5) A global variable somewhere.

For example, the five special globals in AtomicString.h itself, the ones for all the attribute names in HTMLNames.h. We could add globals for common attribute values as well as attribute names, and if so, I’m sure we would have one for "auto". But would that be a good optimization, or would it just slow things down by spending more time filling the AtomicString hash table with more strings and having a more crowded table.

Given the above, I think I will stick with (1). But maybe you can convince me otherwise.
Comment 8 Darin Adler 2017-06-04 11:19:24 PDT
Committed r217774: <http://trac.webkit.org/changeset/217774>
Comment 9 Chris Dumez 2017-06-04 12:24:34 PDT
Comment on attachment 311959 [details]
Patch

View in context: https://bugs.webkit.org/attachment.cgi?id=311959&action=review

>>> Source/WebCore/html/HTMLAudioElement.cpp:54
>>> +    element->setAttributeWithoutSynchronization(preloadAttr, "auto");
>> 
>> ASCIILiteral("auto") ?
> 
> I am torn. My apologies in advance for using { } and spaces instead of () below, I don’t know why I am doing this all the time, except that I like the type strictness.
> 
> 1) "auto", implicitly turned into AtomicString { "auto" }
> 2) ASCIILiteral { "auto" }, implicitly turned into AtomicString { ASCIILiteral { "auto" } }
> 3) AtomicString { "auto", AtomicString::ConstructFromLiteral }
> 
> I am pretty sure (2) doesn’t work. See this code from AtomicString.h:
> 
>     // The explicit constructors with AtomicString::ConstructFromLiteral must be used for literals.
>     AtomicString(ASCIILiteral);
> 
> I don’t really understand the tradeoffs here. None of these do any memory allocation if the literal is already in the string table. (3) avoids making a call to strlen or doing the equivalent by checking each character to see if it is null. (2) and (3) avoid copying the characters into the StringImpl if one is allocated. (3) has more code at each call site than (1).
> 
> Then there are the preallocation strategies:
> 
> 4) static NeverDestroyed<AtomicString> autoString { "auto", AtomicString::ConstructFromLiteral };
> 
> Ugly when used just for a constant, with the NeverDestroyed and having to figure out what to name it. Why do we do this in the style of (3) rather (1)?
> 
> 5) A global variable somewhere.
> 
> For example, the five special globals in AtomicString.h itself, the ones for all the attribute names in HTMLNames.h. We could add globals for common attribute values as well as attribute names, and if so, I’m sure we would have one for "auto". But would that be a good optimization, or would it just slow things down by spending more time filling the AtomicString hash table with more strings and having a more crowded table.
> 
> Given the above, I think I will stick with (1). But maybe you can convince me otherwise.

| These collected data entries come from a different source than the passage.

PR #1038, opened 2019-11-23
Sort helper reminders by starting date of event. Fixes #994.

### LINKED ISSUE #994: Helper email not ordered on date, but on ID
Zoals genoemd op slack, komt de helper mail binnen, gesorteerd op ID. Het is makkelijker als dit op datum wordt gesorteerd. 

Kusjes

thijsdortmann:
- Sort by property of relation
- Save reminder sent state more efficiently.

### DIFF
--- a/app/Console/Commands/HelperNotificationsCron.php
+++ b/app/Console/Commands/HelperNotificationsCron.php
@@ -46,7 +46,7 @@ class HelperNotificationsCron extends Command
     {
         $users = User::all();
 
-        $handledHelps = [];
+        $handledHelpIds = [];
 
         foreach ($users as $user) {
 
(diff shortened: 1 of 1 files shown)


app/Console/Commands/HelperNotificationsCron.php
```diff
@@ -75,18 +76,24 @@ public function handle()
                             $events[$help->activity->event->id]->help[] = $helpInfo;
                         }
 
-                        $handledHelps[] = $help;
+                        if(!in_array($help->id, $handledHelpIds)) $handledHelpIds[] = $help->id;
                     }
                 }
+
+                unset($committee);
```
jonathanjuursema: Just curious what this is for?

thijsdortmann: As we're doing this for many, many users and many, many committees with many, many relations, I became a bit concerned about memory usage. `unset` simply _unsets_ the variable and lets PHP's garbage collector know this variable is no longer needed. :)

PR #1042, opened 2019-11-24
Add short link service. Fixes #989.

### LINKED ISSUE #989: Shorter link for anonymous email to association board
Heyo, 

Right now the link for the page you can use to send an anonymous email to the association board is https://www.proto.utwente.nl/committee/board/send_anonymous_email. We want to promote this possibility more to our member (for example using the narrowcasting), so it would be nice if there could be a shorter link people can navigate to. Is it possible for you guys to create a 'shortcut link' for this webpage?

xx Ninetje

jonathanjuursema:


resources/views/short_url/edit.blade.php
```diff
@@ -0,0 +1,77 @@
...
+@section('container')
+
+    <div class="row justify-content-center">
+
+        <div class="col-md-4">
+
+            <div class="card mb-3">
+
+                <form method="post" action="{{ route("short_url::edit", ['id' => $url ? $url->id : 'new' ]) }}"
+                      enctype="multipart/form-data">
```
thijsdortmann: I don't think this is necessary, as you're only submitting text

jonathanjuursema: You're right, fixed!

PR #1045, opened 2019-12-01
SAML packages updates so mcrypt is no longer needed.

jonathanjuursema:
Needs to be tested.


jonathanjuursema:
> 
> 
> Let's test this on Tuesday, so we can do a rollback if necessary :) No breaking changes between a 0.1 and 2.1 of `laravel-saml2`?

Haven't looked at the changelog yet. This was what was necessary to make Staging update to the latest version of master for the Google review. This is reminder for me to see if this upgrade doesn't break SAML. :)

app/Http/Controllers/AuthController.php
```diff
@@ -473,7 +473,7 @@ public function passwordSyncPost(Request $request)
     public function startSurfConextAuth()
     {
         Session::reflash();
-        return redirect('saml2/login');
+        return redirect('saml2/surfconext/login');
```
JonaMata: Replace with route

PR #1095, opened 2020-02-18
Implemented society as an option for committees. Fixes #1044.

### LINKED ISSUE #1044: Societies on Website
Here is the issue for working societies into the proto website

Er op komen te staan als societies (niet als commissies) waarbij:
- De leden niet gezien worden als 'actief lid' door lid te zijn van de society
- Er staat bij events die worden gekoppeld aan societies (de 'organized by' unit) dat hij georganiseerd is door een society 
- Niet meetellen voor commissie related achievements want het is geen commissie :p
- Allergielijst moeten ze wel kunnen zien bij events 

There will be a forum on the 10th of december in which our proposel for societies can be reviewed by members. After this, there is a possibility for small changes to still happen in this setup, so postponing starting with this until after the 10th of december is advisable. 

<3 Ninetje

thijsdortmann:


app/Http/Controllers/UserProfileController.php
```diff
@@ -34,9 +34,17 @@ public function show($id = null)
             ->with('committee')
             ->where('user_id', $user->id)
             ->whereNotIn('id', $user->committees->pluck('pivot.id'))
-            ->get();
+            ->get()
+            ->where('committee.is_society', false);
```
JonaMata: If I'm correct less queries are run if the society check is done within the with statement.

app/Models/User.php
```diff
@@ -275,6 +275,24 @@ public function committees()
...
             })
+            ->where('committees.is_society', false)
+            ->where('committees_users.created_at', '<', Carbon::now())
+            ->withPivot(array('id', 'role', 'edition', 'created_at', 'deleted_at'))
+            ->withTimestamps()
+            ->orderBy('pivot_created_at', 'desc');
+    }
+
+    /**
+     * @return mixed Returns all committees a user is currently a member of.
```
JonaMata: Return societies, not committees

app/Models/User.php
```diff
@@ -352,7 +370,10 @@ public function isActiveMember()
                 ->where(function ($q) {
                     $q->whereNull('deleted_at')
                         ->orWhere('deleted_at', '>', date('Y-m-d H:i:s'));
-                })->get()
+                })
+                ->with('committee')
+                ->get()
+                ->where('committee.is_society', false)
```
JonaMata: If I'm correct less queries are run if the society check is done within the with statement.

database/migrations/2020_02_11_203742_create_societies_column_for_committees.php
```diff
@@ -0,0 +1,32 @@
...
+    }
+
+    /**
+     * Reverse the migrations.
+     *
+     * @return void
+     */
+    public function down()
+    {
+        Schema::table('orderlines', function (Blueprint $table) {
```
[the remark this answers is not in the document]
thijsdortmann: Whoops. All hail code reviews.

app/Console/Commands/AchievementsCron.php
```diff
@@ -235,10 +235,14 @@ private function ForeverMember()
         foreach (User::all() as $user) {
             $forever = False;
             foreach (Committee::all() as $committee) {
-                $memberships = CommitteeMembership::withTrashed()->where('user_id', $user->id)->where('committee_id', $committee->id)->get();
+                $memberships = CommitteeMembership::withTrashed()
+                    ->where('user_id', $user->id)
+                    ->where('committee_id', $committee->id)
+                    ->with('committee')
```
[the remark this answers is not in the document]
thijsdortmann: Not strictly necessary, but since it needs to be checked for all of the retrieved objects it should slightly improve performance to do eager loading on this relation.

app/Http/Controllers/CommitteeController.php
```diff
@@ -22,12 +22,12 @@
 class CommitteeController extends Controller
 {
 
-    public function overview()
+    public function overview($showSociety = false)
     {
         if (Auth::check() && Auth::user()->can('board')) {
-            return view('committee.list', ['data' => Committee::orderby('name', 'asc')->get()]);
+            return view('committee.list', ['data' => Committee::where('is_society', $showSociety ? 1 : 0)->orderby('name', 'asc')->get()]);
```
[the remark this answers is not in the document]
thijsdortmann: Fixed :)

app/Http/Controllers/UserApiController.php
```diff
@@ -34,7 +34,12 @@ public function getAddress()
 
     public function getCommittees()
     {
-        return CommitteeMembership::where('user_id', Auth::id())->with('committee')->get();
+        return CommitteeMembership::where('user_id', Auth::id())->with('committee')->get()->where('is_society', false);
```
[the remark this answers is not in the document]
thijsdortmann: I don't quite understand what you mean (can you nest queries in with statements? if so, cool, please show me :)). Since the `where` is behind the `get`, the 'is_society' query is done on the collection, so no queries should be performed.

app/Http/Controllers/UserProfileController.php
thijsdortmann: See above.

app/Models/User.php
thijsdortmann: Fixed :)

app/Models/User.php
thijsdortmann: See above.

app/Http/Controllers/UserProfileController.php
```diff
@@ -34,9 +34,17 @@ public function show($id = null)
...
 
-        return view('users.profile.profile', ['user' => $user, 'pastcommittees' => $pastCommittees]);
+        $pastSocieties = CommitteeMembership::withTrashed()
```
jonathanjuursema: To prevent code-reuse, maybe wrap this query with a "use societies" param?

app/Models/User.php
```diff
@@ -275,6 +275,24 @@ public function committees()
...
+            ->where('committees_users.created_at', '<', Carbon::now())
+            ->withPivot(array('id', 'role', 'edition', 'created_at', 'deleted_at'))
+            ->withTimestamps()
+            ->orderBy('pivot_created_at', 'desc');
+    }
+
+    /**
+     * @return mixed Returns all societies a user is currently a member of.
+     */
+    public function societies()
```
jonathanjuursema: Is it an idea to abstract functions like these into something like get_committees_or_societies (or get_groups) and do something like return get_groups('committees') and get_groups('societies') for code readability and code re-use?

resources/views/committee/include/form-committee.blade.php
```diff
@@ -33,6 +33,19 @@
             </div>
 
             <div class="row">
+                <div class="col-md-6">
+
+                    <div class="form-group">
+                        <label for="public">Committee type</label>
+                        <select class="form-control" id="is_society" name="is_society">
+                            <option value="0" {{ (!$new && $committee->is_society ? '' : 'selected') }}>Regular committee
```
jonathanjuursema: Would just make it `Committee`

routes/web.php
```diff
@@ -213,6 +213,7 @@
         });
 
         Route::get('list', ['as' => 'list', 'uses' => 'CommitteeController@overview']);
+        Route::get('society/list', ['as' => 'list', 'uses' => 'CommitteeController@overview'])->defaults('showSociety', true);
```
jonathanjuursema: Don't we also need a seperate display link?

app/Models/User.php
Jessseee: I think these kinds of issues would be better fixed in a next redesign where we really abstract the societies and committees into something like a 'groups' model.

Jessseee: I think this should be properly fixed when we actually abstract the model of the societies and committees into for example a "group" model.

jonathanjuursema: I see you've marked this as resolved, but don't see any change in this file after the comment has been marked as resolved.

Jessseee: Sorry, I thought this was related to the UserProfileController, instead of the User model. I will fix this as soon as possible.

Oh, I was wrong about using ASCIILiteral() here indeed. I seem to remember Ben asking me to use AtomicString { "auto", AtomicString::ConstructFromLiteral } in such cases though. I do not remember the benefits but I did not look into it in much details. 1) or 3), I do not really mind either way.
Comment 10 Lucas Forschler 2019-02-06 09:02:43 PST
Mass moving XML DOM bugs to the "DOM" Component.